Pacquiao returns to help flood victims
Manny Pacquiao returned to the Philippines on Saturday to help flood victims in his home province, a week after his loss to Timothy Bradley.
Pacquiao was showered with confetti Saturday, although his homecoming was much less festive than usual because of his split-decision loss in the welterweight title fight in Las Vegas.
He cut short a vacation with his family in the United States to help thousands of victims of floods that hit Sarangani province, the area he represents in congress.
''Let us forget what happened, let us accept it wholeheartedly for God has a plan for us,'' Pacquiao said at a news conference where men dressed as gladiators lined up as his honor guards.
Later, he told GMA television he had asked supporters to skip the traditional ''hero's welcome'' for him and instead focus on helping those affected by the floods. He said he has already sent relief supplies.
Pacquiao went to the Roman Catholic church in Manila's Quiapo district where he addressed worshippers, urging them to accept the judges' decision and shun anger.

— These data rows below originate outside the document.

PR #2415, opened 2024-03-07
Support grant/revoke on schema feature

shalinilohia50:
### Description

- Support GRANT/REVOKE .. ON SCHEMA .. in Babelfish
- Supported syntax GRANT <permission> ON SCHEMA::<schema_name> TO <user_name>
- Supported syntax REVOKE <permission> ON SCHEMA::<schema_name> TO/FROM <user_name>
- We have introduced a catalog sys.babelfish_schema_permission to hold the information about objects and its permissions.
- GRANT on schema/objects add/update a row in the catalog table if does not exist already.
- REVOKE on schema/objects removes/update the corresponding row in the catalog table if it exists already.
- Drop statement for OBJECT/SCHEMA removes all the relevant object entries from the catalog.
- sp_rename updates the object name in sys.babelfish_schema_permission catalog so that the permission is tracked correctly in the catalogs
- Added metadata check for schema permissions catalog
- GRANT/REVOKE ... ON ... SCHEMA ... WITH GRANT OPTION/CASCADE does not work as expected -> Throw unsupported error
- CREATE SCHEMA ... GRANT ... ON ... SCHEMA throws syntax error -> Throw unsupported error
- REVOKE GRANT OPTION FOR ... ON SCHEMA should be unsupported in Babelfish

- Specific to Upgrade: The catalogs will not track the permissions granted on the OBJECTs on the earlier versions.

### Issues Resolved

Task: [BABEL-4344](https://jira.rds.a2z.com/browse/BABEL-4344), [BABEL-4775](https://jira.rds.a2z.com/browse/BABEL-4775), [BABEL-4485](https://jira.rds.a2z.com/browse/BABEL-4485), [BABEL-4739](https://jira.rds.a2z.com/browse/BABEL-4739), [BABEL-4738](https://jira.rds.a2z.com/browse/BABEL-4738), [BABEL-4758](https://jira.rds.a2z.com/browse/BABEL-4758)

* **Use case based - Added in JDBC**
* **Boundary conditions -**
* **Arbitrary inputs -**
* **Negative test cases - Added in JDBC**
* **Minor version upgrade tests - Added**
* **Major version upgrade tests - Added**
* **Performance tests -N/A**
* **Tooling impact -**
* **Client tests -**


contrib/babelfishpg_tsql/src/catalog.c
```diff
@@ -2799,6 +2997,712 @@ rename_procfunc_update_bbf_catalog(RenameStmt *stmt)
...
+			}
+		}
+		tuple_bbf_schema = systable_getnext(scan);
+	}
+	systable_endscan(scan);
+	table_close(bbf_schema_rel, AccessShareLock);
+}
+
+void
+exec_internal_grant_on_function(const char *logicalschema,
```
thephantomthief, line 3635: Comment explaining what this function does would be helpful

contrib/babelfishpg_tsql/src/catalog.c
```diff
@@ -2799,6 +2997,712 @@ rename_procfunc_update_bbf_catalog(RenameStmt *stmt)
...
+				InvalidOid,
+				tsql_get_server_collation_oid_internal(false),
+				F_TEXTEQ,
+				CStringGetTextDatum(PERMISSIONS_FOR_ALL_OBJECTS_IN_SCHEMA));
+
+	scan = systable_beginscan(bbf_schema_rel, get_bbf_schema_perms_idx_oid(),
+							true, NULL, 3, scanKey);
+	tuple_bbf_schema = systable_getnext(scan);
+
+	while (HeapTupleIsValid(tuple_bbf_schema))
```
thephantomthief, line 3676: is it expected that we get more than one entry?

contrib/babelfishpg_tsql/src/catalog.c
```diff
@@ -2799,6 +2997,712 @@ rename_procfunc_update_bbf_catalog(RenameStmt *stmt)
...
+				InvalidOid,
+				tsql_get_server_collation_oid_internal(false),
+				F_TEXTEQ,
+				CStringGetTextDatum(grantee));
+
+	scan = systable_beginscan(bbf_schema_rel, get_bbf_schema_perms_idx_oid(),
+							true, NULL, 3, scanKey);
+	tuple_bbf_schema = systable_getnext(scan);
+
+	while (HeapTupleIsValid(tuple_bbf_schema))
```
thephantomthief, line 3565: is it expected that we get more than one entry?

contrib/babelfishpg_tsql/src/pl_handler.c
```diff
@@ -3846,16 +3866,187 @@ bbf_ProcessUtility(PlannedStmt *pstmt,
...
+						Node *func = (Node *) lsecond(ob->objname);
+						logicalschema = get_logical_schema_name(schemaname, true);
+						funcname = strVal(func);
+					}
+
+					/* If ALL PRIVILEGES is granted/revoked. */
+					if (list_length(grant->privileges) == 0)
+					{
+						/*
+						 * Case: When ALL PRIVILEGES is revoked internally during create function.
```
thephantomthief, line 4007: We should update this comment

contrib/babelfishpg_tsql/src/catalog.c
```diff
@@ -2799,6 +2997,712 @@ rename_procfunc_update_bbf_catalog(RenameStmt *stmt)
...
+			const char	*query = NULL;
+			char			*schema;
+			List			*res;
+			GrantStmt		*grant;
+			PlannedStmt		*wrapper;
+
+			schema = get_physical_schema_name((char *)db_name, logicalschema);
+
+			if (strcmp(object_type, OBJ_FUNCTION) == 0)
+				query = psprintf("GRANT ALL ON FUNCTION [%s].[%s] TO %s", schema, object_name, grantee);
```
thephantomthief: Better to make this GRANT EXECUTE ...

test/JDBC/expected/1_grant_schema.out
```diff
@@ -0,0 +1,2936 @@
...
+1
+~~END~~
+
+
+-- tsql
+revoke select on dbo.t1 from guest;
+go
+revoke execute on dbo.f1 from guest;
+go
+revoke select, execute on schema::dbo to guest;
```
thephantomthief: does it make sense to check if we still have access objects after object level revoke? If we already have tests like for this then we can ignore this

test/JDBC/expected/1_grant_schema.out
```diff
@@ -0,0 +1,2936 @@
...
+
+~~ERROR (Message: permission denied for procedure p1)~~
+
+select * from dbo.f1()
+go
+~~ERROR (Code: 33557097)~~
+
+~~ERROR (Message: permission denied for function f1)~~
+
+select * from dbo.f2() -- Needs fix, should not be accessible
```
thephantomthief: Looks like it is fixed 😄 We can remove this comment then

test/JDBC/expected/1_grant_schema.out
```diff
@@ -0,0 +1,2936 @@
...
+insert successful
+~~END~~
+
+~~ROW COUNT: 1~~
+
+insert into s1.t1 (a) values (next value for s1.sq1);
+go
+~~ERROR (Code: 33557097)~~
+
+~~ERROR (Message: permission denied for sequence sq1)~~
```
thephantomthief: Few questions:

1. This is expected right? I assume so because u1 does not have the necessary permission for sq1.
2. Do we have any way to grant permission of sq1 to u1 in BBF? Is it there in T-SQL? If so we should document if not done already.
3. In T-SQL does GRANT \<some permission\> ON SCHEMA, GRANT on sequence as well? If so and if we are unable to support this at the moment in BBF we should also document this if not already done.

test/JDBC/expected/1_grant_schema.out
```diff
@@ -0,0 +1,2936 @@
...
+-- create new objects in the schema s1
+create table s1.t2(a int);
+go
+create view s1.v2 as select 1;
+go
+create procedure s1.p2 as select 1;
+go
+create function s1.f2() returns int begin declare @a int; set @a = 1; return @a; end
+go
+
```
thephantomthief: Might be good to also create a trigger and sequence and test if they also have the correct permissions

test/JDBC/expected/1_grant_schema.out
```diff
@@ -0,0 +1,2936 @@
...
+go
+grant insert on schema::s1 to u1;
+go
+grant delete on schema::s1 to u1;
+go
+grant update on schema::s1 to u1;
+go
+
+-- tsql user=l1 password=123
+-- Test Group 3 [user u1 has select, insert, delete privilege on the schema]
```
thephantomthief: user u1 has select, insert, update and delete privilege on the schema

contrib/babelfishpg_tsql/src/catalog.c
shalinilohia50: Yes, there can be multiple rows for multiple grantees.

contrib/babelfishpg_tsql/src/catalog.c
shalinilohia50: Done.

test/JDBC/expected/1_grant_schema.out
```diff
@@ -0,0 +1,2936 @@
...
+go
+create view s1.v2 as select 1;
+go
+create procedure s1.p2 as select 1;
+go
+create function s1.f2() returns int begin declare @a int; set @a = 1; return @a; end
+go
+
+-- tsql user=l1 password=123
+-- Test Group 5[user u1 has select and execute privilege on the schema]
```
thephantomthief: user u1 has select, insert, update, delete and execute privilege on the schema

test/JDBC/expected/1_grant_schema.out
```diff
@@ -0,0 +1,2936 @@
...
+-- Test Group 6 
+-- [user u1 has execute privilege on the schema, u1 has select privilege on s1.t1 via trigger]
+select current_user;
+go
+~~START~~
+varchar
+u1
+~~END~~
+
+select * from s1.t1;
```
thephantomthief: This is expected because trigger tr1 was triggered when we did insert previously in s1.t1 which explicitly granted u1 select permission to s1.t1, right?

test/JDBC/expected/1_grant_schema.out
```diff
@@ -0,0 +1,2936 @@
...
+go
+grant select on s1.v1 to u1;
+go
+grant execute on s1.p1 to u1;
+go
+grant execute on s1.f1 to u1;
+go
+
+-- tsql user=l1 password=123
+-- Test Group 8 [user u1 has select, insert, execute privilege on these objects]
```
thephantomthief: user u1 has select, insert, delete, execute privilege on these objects

test/JDBC/expected/1_grant_schema.out
```diff
@@ -0,0 +1,2936 @@
...
+~~END~~
+
+~~ROW COUNT: 1~~
+
+insert into s1.t1 (a) values (next value for s1.sq1);
+go
+~~ERROR (Code: 33557097)~~
+
+~~ERROR (Message: permission denied for sequence sq1)~~
+
```
thephantomthief: let's check if update on s1.t1 is denied to u1

test/JDBC/expected/1_grant_schema.out
```diff
@@ -0,0 +1,2936 @@
...
+int
+~~END~~
+
+insert into s1.t1 values (1);
+go
+~~START~~
+varchar
+insert successful
+~~END~~
+
```
thephantomthief: should add test where we are now inserting using sequence, and where updates are denied for Group 9 to 17

test/JDBC/expected/1_grant_schema.out
```diff
@@ -0,0 +1,2936 @@
...
+~~ROW COUNT: 1~~
+
```
thephantomthief: we should check for update as well

test/JDBC/expected/1_grant_schema.out
```diff
@@ -0,0 +1,2936 @@
...
+-- tsql
+grant select, insert, delete, execute on schema::s1 to public;
+go
+grant select, insert, delete, execute on schema::s1 to u1;
+go
+
+-- tsql user=l1 password=123
+-- Test Group 12
+-- [select, insert, delete, execute privilege on these objects to u1]
+-- [select, insert, delete, execute privilege on schema to public]
```
thephantomthief: select, insert, delete, execute privilege on schema to public, u1

test/JDBC/expected/1_grant_schema.out
```diff
@@ -0,0 +1,2936 @@
...
+
+
+-- tsql
+revoke select, insert, delete, execute on schema::s1 from u1;
+go
+
+-- tsql user=l1 password=123
+-- Test Group 13
+-- [select, insert, delete, execute privilege on these objects to u1]
+-- [select, insert, delete, execute privilege on schema to public, u1]
```
thephantomthief: select, insert, delete, execute privilege on schema to public.

We have revoked on schema s1 from u1 above

test/JDBC/expected/1_grant_schema.out
```diff
@@ -0,0 +1,2936 @@
...
+revoke select on s1.v1 from u1;
+go
+revoke execute on s1.p1 from u1;
+go
+revoke execute on s1.f1 from u1;
+go
+
+-- tsql user=l1 password=123
+-- Test Group 14
+-- [select, insert, delete, execute privilege on schema to public, u1]
```
thephantomthief: select, insert, delete, execute privilege on schema to public

test/JDBC/expected/1_grant_schema.out
```diff
@@ -0,0 +1,2936 @@
...
+~~END~~
+
+
+-- tsql
+revoke select, insert, delete, execute on schema::s1 from u1;
+go
+
+-- tsql user=l1 password=123
+-- Test Group 15
+-- [select, insert, delete, execute privilege on schema to public]
```
thephantomthief: I think Group 14 and 15 are identical

test/JDBC/expected/1_grant_schema.out
shalinilohia50: We already have added tests for this in the section below after revoking object level access.
`-- guest user should have no permission`

test/JDBC/expected/1_grant_schema.out
shalinilohia50: 1. yes, this is expected.
2. Yes, we do have update privilege on sequences which we don't support right now in BBF.
3. [BABEL-4821] will support it later.

test/JDBC/expected/1_grant_schema.out
shalinilohia50: Yes, we have tests for triggers and sequences.
Triggers work with the same permission of object and we don't support permission on sequences yet [BABEL-4821].

test/JDBC/expected/1_grant_schema.out
shalinilohia50: Right! let me fix it.

test/JDBC/expected/1_grant_schema.out
shalinilohia50: Yes. This was added to show how GRANT would work within a trigger.

test/JDBC/expected/1_grant_schema.out
shalinilohia50: Yes, removed one.

shalinilohia50:
https://github.com/babelfish-for-postgresql/postgresql_modified_for_babelfish/pull/327

shalinilohia50:
[](https://github.com/babelfish-for-postgresql/postgresql_modified_for_babelfish/pull/327)

contrib/babelfishpg_tsql/src/catalog.c
```diff
@@ -2803,6 +3001,717 @@ rename_procfunc_update_bbf_catalog(RenameStmt *stmt)
...
+				const char *object_type,
+				const char *func_args)
+{
+	Relation	bbf_schema_rel;
+	TupleDesc	bbf_schema_dsc;
+	HeapTuple	tuple_bbf_schema;
+	Datum		new_record_bbf_schema[BBF_SCHEMA_PERMS_NUM_OF_COLS];
+	bool		new_record_nulls_bbf_schema[BBF_SCHEMA_PERMS_NUM_OF_COLS];
+	int16	dbid = get_cur_db_id();
+	char	*user = GetUserNameFromId(GetUserId(), true);
```
thephantomthief: noerr should be false IMO

contrib/babelfishpg_tsql/src/catalog.c
shalinilohia50: Yes, there can be multiple rows in case of grant to multiple users.

test/JDBC/expected/1_grant_schema.out
```diff
@@ -0,0 +1,3090 @@
...
+go
+revoke execute on schema::s2 to u3;
+go
+revoke select on schema::s1 to u3;
+go
+revoke execute on schema::s1 to u3;
+go
+
+-- tsql user=l3 password=123
+-- u3 has select and execute privilege
```
thephantomthief: u3 has no privilege on s1 and s2

test/JDBC/expected/1_grant_schema.out
```diff
@@ -0,0 +1,3090 @@
...
+
+~~ERROR (Message: The server principal "l1" is not able to access the database "db1" under the current security context)~~
+
+exec db1.dbo.p1;
+go
+~~ERROR (Code: 33557097)~~
+
+~~ERROR (Message: The server principal "l1" is not able to access the database "db1" under the current security context)~~
+
+select * from db1.dbo.f1();
```
thephantomthief: Is it expected to get a different error here?

shalinilohia50: BABEL-4842 is created to track this.

thephantomthief (approved):

contrib/babelfishpg_tsql/src/catalog.c
```diff
@@ -2090,6 +2140,24 @@ get_function_name(HeapTuple tuple, TupleDesc dsc)
 	return NameGetDatum(&(func->funcname));
 }
 
+static Datum
+get_perms_schema_name(HeapTuple tuple, TupleDesc dsc)
+{
+	bool		isNull;
+	Datum		schema_name = heap_getattr(tuple, Anum_bbf_schema_perms_schema_name, dsc, &isNull);
```
kuntalghosh, line 2149: We should check the null value. IIUC, it shouldn't be null. We can throw an error if it is.

contrib/babelfishpg_tsql/src/catalog.c
```diff
@@ -2090,6 +2140,24 @@ get_function_name(HeapTuple tuple, TupleDesc dsc)
...
+
+	return schema_name;
+}
+
+static Datum
+get_perms_grantee_name(HeapTuple tuple, TupleDesc dsc)
+{
+	bool		isNull;
+	Datum		grantee_name = heap_getattr(tuple, Anum_bbf_schema_perms_grantee, dsc, &isNull);
```
kuntalghosh, line 2162: We should check the null value. IIUC, it shouldn't be null. We can throw an error if it is.

contrib/babelfishpg_tsql/src/catalog.c
```diff
@@ -2621,6 +2701,124 @@ rename_update_bbf_catalog(RenameStmt *stmt)
...
+	{
+		if (rename_type == OBJECT_PROCEDURE)
+			object_type = OBJ_PROCEDURE;
+		else if (rename_type == OBJECT_FUNCTION)
+			object_type = OBJ_FUNCTION;
+		objwargs = (ObjectWithArgs *) stmt->object;
+		DeconstructQualifiedName(objwargs->objname, &physical_schema_name, &object_name);
+		logical_schema_name = (char *) get_logical_schema_name(physical_schema_name, true);
+	}
+
```
kuntalghosh, line 2760: As we're sending missing_ok = true to get_logical_schema_name, it means that we're expecting logical schema name is NULL for some scenarios. Have we added a test case for the same? Could you please explain when it can be NULL?

contrib/babelfishpg_tsql/src/catalog.c
```diff
@@ -2803,6 +3001,717 @@ rename_procfunc_update_bbf_catalog(RenameStmt *stmt)
...
+									new_record_nulls_bbf_schema);
+
+	/* Insert new record in the bbf_authid_user_ext table */
+	CatalogTupleInsert(bbf_schema_rel, tuple_bbf_schema);
+
+	/* Close bbf_authid_user_ext, but keep lock till commit */
+	table_close(bbf_schema_rel, RowExclusiveLock);
+
+	/* Advance cmd counter to make the insert visible */
+	CommandCounterIncrement();
```
kuntalghosh, line 3068: Where are we reading this value in the same command?

contrib/babelfishpg_tsql/src/catalog.c
```diff
@@ -2803,6 +3001,717 @@ rename_procfunc_update_bbf_catalog(RenameStmt *stmt)
...
+				tsql_get_server_collation_oid_internal(false),
+				F_TEXTEQ,
+				CStringGetTextDatum(grantee));
+
+	scan = systable_beginscan(bbf_schema_rel,
+				get_bbf_schema_perms_idx_oid(),
+				false, NULL, 5, scanKey);
+
+	tuple_bbf_schema = systable_getnext(scan);
+	if (HeapTupleIsValid(tuple_bbf_schema))
```
kuntalghosh, line 3165: So, we're expecting a single tuple with this combination. And, that means, none of the input parameter should be NULL. Either we should validate the input parameter (being not null) or we should put a check that there's only one tuple.

contrib/babelfishpg_tsql/src/catalog.c
```diff
@@ -2803,6 +3001,717 @@ rename_procfunc_update_bbf_catalog(RenameStmt *stmt)
...
+					F_TEXTEQ,
+					CStringGetTextDatum(object_name));
+
+		scan = systable_beginscan(bbf_schema_rel,
+					get_bbf_schema_perms_idx_oid(),
+					true, NULL, 3, scanKey);
+	}
+
+	tuple_bbf_schema = systable_getnext(scan);
+	if (HeapTupleIsValid(tuple_bbf_schema))
```
kuntalghosh, line 3279: Shouldn't we throw an error if missing_ok is false? Otherwise, the argument name is correct. Should be ignore_grantee or something? In that case, we probably should just send grantee as NULL.

contrib/babelfishpg_tsql/sql/ownership.sql
```diff
@@ -14,6 +14,21 @@ CREATE TABLE sys.babelfish_sysdatabases (
...
 GRANT SELECT on sys.babelfish_sysdatabases TO PUBLIC;
 
+-- BABELFISH_SCHEMA_PERMISSIONS
+-- This catalog is implemented specially to support GRANT/REVOKE .. ON SCHEMA ..
+-- Please avoid using this catalog anywhere else.
+CREATE TABLE sys.babelfish_schema_permissions (
+  dbid smallint NOT NULL,
+  schema_name sys.NVARCHAR(128) NOT NULL COLLATE sys.database_default,
+  object_name sys.NVARCHAR(128) NOT NULL COLLATE sys.database_default,
+  permission INT NOT NULL,
```
kuntalghosh: Should we add a constraint that permission should be > 0 always?

test/JDBC/upgrade/latest/schedule
```diff
@@ -511,3 +510,5 @@ BABEL-730
 babel-4475
 babel-3254
 babel-4517
+babelfish_inconsistent_metadata
```
rishabhtanwar29: What's the point of moving this test at the end?

contrib/babelfishpg_tsql/src/catalog.c
```diff
@@ -2803,6 +3001,717 @@ rename_procfunc_update_bbf_catalog(RenameStmt *stmt)
...
+	while (HeapTupleIsValid(tuple_bbf_schema))
+	{
+		bool isnull;
+		Datum datum;
+		object_name = pstrdup(TextDatumGetCString(heap_getattr(tuple_bbf_schema, Anum_bbf_schema_perms_object_name, dsc, &isnull)));
+		object_type = pstrdup(TextDatumGetCString(heap_getattr(tuple_bbf_schema, Anum_bbf_schema_perms_object_type, dsc, &isnull)));
+		current_permission = DatumGetInt32(heap_getattr(tuple_bbf_schema, Anum_bbf_schema_perms_permission, dsc, &isnull));
+		datum = heap_getattr(tuple_bbf_schema, Anum_bbf_schema_perms_function_args, dsc, &isnull);
+		if (!isnull)
+			func_args = TextDatumGetCString(datum);
```
kuntalghosh, line 3578: 1. func_args is not freed, so it might be reused in the next iteration. 
2. no need to use pstrdup as we're using the value immediately in psprintf.
3. better to define these variable inside the loop to limit the scope

contrib/babelfishpg_tsql/src/catalog.c
```diff
@@ -2803,6 +3001,717 @@ rename_procfunc_update_bbf_catalog(RenameStmt *stmt)
...
+		/* For each object, grant the permission explicitly. */
+		if (strcmp(object_name, PERMISSIONS_FOR_ALL_OBJECTS_IN_SCHEMA) != 0)
```
kuntalghosh, line 3580: We should just search with PERMISSIONS_FOR_ALL_OBJECTS_IN_SCHEMA as a search key for the object name. Because, we're not doing anything for the else part.

contrib/babelfishpg_tsql/src/catalog.c
```diff
@@ -2803,6 +3001,717 @@ rename_procfunc_update_bbf_catalog(RenameStmt *stmt)
...
+	while (HeapTupleIsValid(tuple_bbf_schema))
+	{
+		bool isnull;
+		Datum datum;
+		current_permission = DatumGetInt32(heap_getattr(tuple_bbf_schema, Anum_bbf_schema_perms_permission, dsc, &isnull));
+		datum = heap_getattr(tuple_bbf_schema, Anum_bbf_schema_perms_grantee, dsc, &isnull);
+		if (!isnull)
+			grantee = TextDatumGetCString(datum);
+		/* For each object, grant the permission explicitly. */
+		if (current_permission & ALL_PERMISSIONS_ON_FUNCTION)
```
kuntalghosh, line 3685: search permission in the key

test/JDBC/upgrade/latest/schedule
```diff
@@ -511,3 +510,5 @@ BABEL-730
...
+1_grant_schema
```
rishabhtanwar29: 1. Why do we need separate test file? Can't we add new test cases into the existing GRANT_SCHEMA-vu* file? We should try to minimize the number of test files unless absolutely needed.
2. What's the use of GRANT_SCHEMA.sql test? Or what's the difference b/w GRANT_SCHEMA-vu* and GRANT_SCHEMA.sql?
3. Here we just have changed the latter casing for the new test file which will make it quite difficult for future developers to understand the difference b/w GRANT_SCHEMA-vu* and 1_grant_schema-vu* test files. On a high level, it looks like what we want is to have GRANT_SCHEMA-before-15_7-16_3-vu* and GRANT_SCHEMA-vu* instead.
4. Why have we missed 15_6 and 15_5 schedule files?
5. Let's also add tests for database-level dump restore for this new catalog table as we discussed offline.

Pacquiao's controversial loss has prompted one of boxing's major sanctioning bodies to review Bradley's victory, the first step toward what promoter Bob Arum hopes will be ''clarity'' in the judging of the fight.
WBO President Francisco ''Paco'' Valcarcel said in a statement this week that the WBO's championship committee will review video of the fight with five ''recognized international judges'' and make a recommendation. He said the WBO does not doubt the ability of the scoring judges.
Most observers thought Pacquiao had easily defended his welterweight title against Bradley.
Pacquiao interrupted his vacation with his family in the United States following the bout with Bradley to help thousands of victims of flash floods that hit his province.
The civil defense office reported Saturday that flash floods from rain due to a low pressure over the main southern island of Mindanao earlier this week killed two people in Sarangani and displaced over 8,000. At least 37 villagers and fishermen are still missing and more than 200 homes were damaged or destroyed, the disaster agency said.
At least eight other people have been killed and six others are still missing elsewhere in the country in the wake of the storm and the seasonal monsoon rains exacerbated by a typhoon passing northeast of the country. About 28,000 people also have been displaced.